Following the French Revolution, the new town council initially met in the Abbey of Saint-Martin which was stood on the east side of what is now Place Hugues Plomb from around 1032. After the Augustinian monks, who had lived in the abbey, were driven out in 1790, the building was seized by the state and handed over to the council in 1793. However, by the early 20th century, after a century of municipal use, it was in a dilapidated state and the council led by the mayor, Édouard Fleuricourt, decided to demolish it and to erect a new building on the same site. Although work was underway by the start of the First World War, progress was interrupted by the war and what works had been completed were destroyed by German shelling during the First Battle of the Marne in September 1914.

After the war, the council led by the mayor, Jean Chandon Moët, decided to acquire a suitable building for municipal purposes. The building they selected was the Hôtel Auban-Moët on the north side of what is now Avenue de Champagne. The building was commissioned by the wine merchant, Camille Jacques Victor Auban and his wife, Sidonie Rachel Moët de Romont, in the mid-19th century. It was designed in the neoclassical style, built in ashlar stone and was completed in 1858.

The design involved a symmetrical main frontage of nine bays facing north onto the garden. The central section of three bays featured three round-headed doorways with a glass canopy above. The rest of the north-facing frontage was fenestrated by round-headed windows with shutters on the ground floor and by square-headed windows with shutters and cornices on the first floor. The bays in the central section and the outer bays were flanked by pilasters supporting an entablature, a cornice and a balustrade. The rear façade, facing south onto Avenue de Champagne, was fenestrated in a similar style but the central bay was canted forward and was surmounted by a hexagonal roof.
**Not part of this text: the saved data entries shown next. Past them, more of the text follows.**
PR #6576, opened 2020-08-27
Mention lack of support for SVG elements in WebKit for Element.classList

vinyldarkscratch:
This PR mentions that in WebKit, `api.Element.classList` also had no support for SVG elements at first.  Data is sourced from https://github.com/mdn/browser-compat-data/pull/6564#issuecomment-681891026 and https://github.com/mdn/browser-compat-data/pull/6564#discussion_r478278571.

### DIFF
--- a/api/Element.json
+++ b/api/Element.json
@@ -1474,12 +1474,28 @@
         "__compat": {
           "mdn_url": "https://developer.mozilla.org/docs/Web/API/Element/classList",
           "support": {
-            "chrome": {
-              "version_added": "8"
-            },
-            "chrome_android": {
-              "version_added": "18"
-            },
+            "chrome": [
+              {
+                "version_added": "22"
+              },
+              {
+                "version_added": "8",
+                "version_removed": "22",
+                "notes": "Not supported for SVG elements.",
+                "partial_implementation": true
+              }
+            ],
+            "chrome_android": [
+              {
+                "version_added": "22"
+              },
+              {
+                "version_added": "18",
+                "version_removed": "22",
+                "notes": "Not supported for SVG elements.",
+                "partial_implementation": true
+              }
+            ],
             "edge": [
               {
                 "version_added": "16"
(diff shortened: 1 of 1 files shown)


api/Element.json
```diff
@@ -1508,18 +1524,50 @@
...
+              {
+                "version_added": "1.0",
+                "version_removed": "1.5",
+                "notes": "Not supported for SVG elements.",
+                "partial_implementation": true
+              }
+            ],
+            "webview_android": [
+              {
+                "version_added": "≤37"
```
foolip, line 1562:
```suggestion
                "version_added": "4.4"
```

The change we're looking for was in WebKit 537.4. The last WebKit-based WebView was 4.2 using WebKit 534.30, then 4.4 was based on Chromium M30 which had the change.

api/Element.json
```diff
@@ -1508,18 +1524,50 @@
...
+              },
+              {
+                "version_added": "3",
+                "version_removed": "≤37",
```
foolip, line 1566:
```suggestion
                "version_removed": "4.4",
```

foolip (approved):
These changes are technically correct, and we've now put a lot of effort into researching them.

Nevertheless, I'd like to ask what @ddbeck and @jpmedley think before merging this. https://github.com/mdn/browser-compat-data/blob/master/docs/data-guidelines.md#removal-of-irrelevant-features is relevant, but because the feature as a whole still exists, there's not a good way to remove this data, without also making it incorrect about when Element.classList was added.

vinyldarkscratch:
Well, if we were to remove this little bit of data, what we could do is remove the partial implementation, or just keep it as a note?

foolip:
I agree this doesn't fall under the irrelevant criteria. But it's also not really useful to a reader of MDN to click the little arrow and expand, only to learn that there was a period ~2010-2013 where this didn't work on SVG elements.

Still, I think we should merge this. Would still like to get a second opinion from @ddbeck or @jpmedley though.

ddbeck:
OK, I don't have my heart set on this—and I'll explain my thinking in more detail below, if you'd like something to push back on—but I think my take is this: the structure with multiple support statements is fine. But if you were to move this to a note, you'd need to do it for all the browsers (including IE).

My more complete thinking on the subject:

I think the structure for the data is basically correct. The only sensible alternative would be one entry with `"version_added"` from the earliest supported version, no partial flag, and a note in the style of, "From version 8 to 22, SVG elements (`SVGElement`) do not support this property."

We don't have guidelines for when something should get its own entry and when it's merely a note. When I've reviewed things like this, I've tried to ask myself a few questions:

* As a web developer, how significant is this departure from the contemporary specified behavior? Would this Just Work™ anyway?
* Is this an edge case or pervasive difference?
* Did the spec change or did the behavior change?
* For single-engine changes, what are we saying for other engines? Is this stylistic consistent?

Sometimes this is really obvious when you need multiple entries (e.g., an API was originally specified to accept a callback is now specified to return a promise). Sometimes it's obvious when it's a note (a buggy method returns a slightly wrong but coherent type). Sometimes, like this case, it's a bit fuzzy.

But we've got two things going for us here: one is that the other browsers (e.g., IE) present the data the same way. Changing one means changing all and what we've got here doesn't scream "overhaul all the data" to me.

Another thing is that it's basically historic. Apart from IE, this has not been a live concern in 7 or 8 years, so I'm not too stressed by the idea of the most recent entry suggesting that the feature hasn't been supported long (or showing the expansion on MDN). It's not great how BCD consumers treat arrays of support statements (including MDN itself), but I'd rather be rigorous about the data than workaround some of the rougher edges of consumers' presentation, especially when no one is really going to notice but us. 😄

foolip:
Thanks @ddbeck, those "guidelines" resonate with me. I agree the data is correct here, and it's unfortunate that it can seem to MDN readers like there's something they should care about here, but with the structure of the data is it is, any data consumer could filter this out because it's too old to care about.

I'll go ahead and merge this now.

foolip (approved):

Several outbuildings laid out in a horseshoe shape were constructed in red brick at the north end of the site to a design by Alphonse Gosset and completed in 1885. The garden was landscaped with an artificial grotto, a temple and two ponds to a design by Eugène Bühler and completed around the same time. After a major programme of conversion works had been completed, allowing the building to be used as a town hall, it was officially re-opened by the president of France, Raymond Poincaré, on 8 February 1920. The principal rooms created were the Salle des Mariages (wedding room) and the Salle du Conseil (council chamber).

A war memorial, designed by Henri Giraud in the form of an angel of victory standing in front of a semi-circular platform, intended the commemorate the lives of local people who had died in the war, was officially inaugurated on 6 July 1924. During the liberation of the town by the US Third Army, commanded by General George S. Patton, on 28 August 1944, during the Second World War, American troops advanced along Rue de Reims at the north end of the site, and a marker was placed there after the war to commemorate the route that they had taken.